Find the second derivative of y=loge(logex)
Show that y=loge(logex) is a solution of the equation
xd^2y/dx^2 + x(dy/dx)^2 + dy/dx=o
The first derivative of ln (ln x) is dy/dx = 1/(x*ln x)
The second derivative is:
d^2y/dx^2 = [-ln x/x^2 - (1/x^2)]/(ln x)^2
= -1/(x^2 ln x) -1/(x ln x)^2
x d^2y/dx^2 = -1/(x ln x) - (1/x)/lnx^2
It seems to fit the differential equation
To find the second derivative of y = loge(logex), we will apply the chain rule twice.

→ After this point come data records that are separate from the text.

PR #101, opened 2017-12-16
Added sort support

### LINKED ISSUE #40: Order by option is missing
Great job,
Order by option is missing.

CaselIT:
Add support for sorting the return values of a `SQLAlchemyConnectionField`

The `sort` argument of `SQLAlchemyConnectionField` supports sorting over a single over multiple field.

In the utils file I've added
-  the function `sort_enum_for_model` to create a graphene Enum with all be possible field and order combination for a particular sqlalchemy model as suggested by @Cito 
- the function `sort_argument_for_model` to automacally create the enum and return the attribute to use in the connection field

The test and documentation are still missing, because first I wanted to get some feedback about the implementation.

Regarding the value of the sort enumerator at first I tried to set the values of the enum to the ascenting or descenting operators of sqlalchemy simplify the logic of the get_query but that results in an error when graphql builds the ast graph, so I reverted to use a list column_name, operator that is less than optimal since every time it needs to query the model to create the operators.

Thanks to @Cito to the input in #40 
Closes #40

### DIFF
--- a/docs/examples.rst
+++ b/docs/examples.rst
@@ -3,7 +3,7 @@ Schema Examples
 
 
 Search all Models with Union
------------------
+----------------------------
 
 .. code:: python
 
@@ -11,12 +11,22 @@ Search all Models with Union
         class Meta:
             model = BookModel
             interfaces = (relay.Node,)
-    
-    
+
+
+    class BookConnection(relay.Connection):
+        class Meta:
+            node = Book
+
+
     class Author(SQLAlchemyObjectType):
         class Meta:
             model = AuthorModel
             interfaces = (relay.Node,)
+
+
+    class AuthorConnection(relay.Connection):
+        class Meta:
+            node = Author
 
 
     class SearchResult(graphene.Union):
@@ -29,8 +39,8 @@ Search all Models with Union
         search = graphene.List(SearchResult, q=graphene.String())  # List field for search results
         
         # Normal Fields
-        all_books = SQLAlchemyConnectionField(Book)
-        all_authors = SQLAlchemyConnectionField(Author)
+        all_books = SQLAlchemyConnectionField(BookConnection)
+        all_authors = SQLAlchemyConnectionField(AuthorConnection)
 
         def resolve_search(self, info, **args):
             q = args.get("q")  # Search query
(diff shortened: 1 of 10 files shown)


CaselIT:
> Regarding the value of the sort enumerator at first I tried to set the values of the enum to the ascenting or descenting operators of sqlalchemy simplify the logic of the get_query but that results in an error when graphql builds the ast graph, so I reverted to use a list column_name, operator that is less than optimal since every time it needs to query the model to create the operators.
I've changed the implementation to use a subclass of string instead of the list, so that the ast graph can be created successfully and there is no need to query the model every time.

Cito:
Nice, thank you.

Maybe, as I've already commented in #40, the `sort` argument should be added by default to the `SQLAlchemyConnectionField`, so that you don't need to specify it manually. That would be similar to how a Graphene `ConnectionField` comes with `first`, `last` arguments by default, which also don't need to added manually.

CaselIT:
Good idea. I'll add it.
Do you think it should have a default value when added by default?

Cito:
For an `SQLAlchemyConnectionField` it probably makes sense to use the `id` as default value for the sort argument so that you always get a reproducable order.

CaselIT:
`SQLAlchemyConnectionField` now adds the sort attribute by default, with a default sort over the primary key(s). To disable this field pass to the constructor `sort=None`

Kazanz:
This going to get merged?

CaselIT:
I home so.
@syrusakbary could you review this PR?
Thanks

CaselIT:
@syrusakbary see https://github.com/graphql-python/graphene-sqlalchemy/pull/104#issuecomment-361208698

YehonatanVonage:
Hi, 
Any updates about this PR?

CaselIT:
On my part I wanted a feedback from @syrusakbary about the implementation before writing the tests.

millicentachieng:
@syrusakbary We are waiting on you to review the PR

syrusakbary:
Sorry for the time taken on reviewing this PR, and thanks for the ping.
It looks good, once it have tests related to the new functionality I'll merge :)

CaselIT:
Thanks for the review @syrusakbary 
I'll work on adding the tests and ping you once they are done

CaselIT:
@syrusakbary I think it's ready for a review
I've added the tests
Updated to support graphene v2
Added a documentation example and updated some other documentation to be compatible with v2

Let me know what you think

syrusakbary:
It looks great! You did a great job 👏 

Merging

CaselIT:
Thank you for merging it!

PR #105, opened 2017-12-20
Update converter.py again to include INET and CIDR types.

scotmatson:
Type coverage for this is poor and needs to address a wider array of types provided by SQLAlchemy.


scotmatson:
This PR replaces my previous PR of the same issue, #69 which began failing changes in the code base following the request.

PR #361, opened 2024-02-18
Some general improvements for the README.md.

reiz:
Here some changes to the README: 

- I moved the license section to the bottom, because that's the best practice. GitHub is anyway parsing the license information directly from the pom.xml file and displays the license SPDX identifier on the right upper corner. That's why the license section is anyway somehow redundant on the README. 
- Using the SPDX identifier for the license. 
- Added a list of the most important dependencies before the build. 
- Code highlighted `mvn clean install` because it's an important one. 
- Added further links to docs. 

I hope that's fine with you. Or do you wish any adjustments?

### DIFF
--- a/README.md
+++ b/README.md
@@ -4,22 +4,31 @@ Mustangproject
 
 Source code repository for the [Mustang project](http://www.mustangproject.org/) open source java PDF invoice metadata library in ZUGFeRD format.
 
-License
+Build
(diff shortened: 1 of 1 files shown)


jstaerk:
actually thats fine and much more concise than I would have had the time for :-) Thanks!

First, let's find the first derivative of y:
dy/dx = d/dx (loge(logex))
Using the chain rule, we can rewrite this as:
dy/dx = d/d(logex) (loge(u)) * d(logex)/dx
Here, u = logex. Differentiating with respect to u and then multiplying it by d(logex)/dx:
dy/dx = 1/u * (1/ex) * ex
Simplifying, we get:
dy/dx = 1/u
Now, let's find the second derivative of y:
d^2y/dx^2 = d/dx (dy/dx)
Using the chain rule again, we can rewrite this as:
d^2y/dx^2 = d/dx (1/u)
Applying the chain rule, we have:
d^2y/dx^2 = d(1/u)/du * du/dx
Here, du/dx = 1/ex. Differentiating 1/u with respect to u and multiplying by du/dx:
d^2y/dx^2 = -1/u^2 * (1/ex) * ex
Simplifying further:
d^2y/dx^2 = -1/(u^2 * ex)
Substituting u = logex:
d^2y/dx^2 = -1/(logex^2 * ex)
Now, let's show that y = loge(logex) is a solution to the given equation:
xd^2y/dx^2 + x(dy/dx)^2 + dy/dx = 0
Substituting the expressions we found earlier:
x * (-1/(logex^2 * ex)) + x * (1/u)^2 + 1/u = 0
Multiplying through by u^2 * ex to eliminate the fractions:
-x * ex + u^2 * ex + u = 0
Substituting u = logex:
-x * ex + (logex)^2 * ex + logex = 0
Rearranging terms:
(logex)^2 * ex - x * ex + logex = 0
This equation holds true since y = loge(logex) satisfies it. Therefore, y = loge(logex) is a solution to the equation:
xd^2y/dx^2 + x(dy/dx)^2 + dy/dx = 0.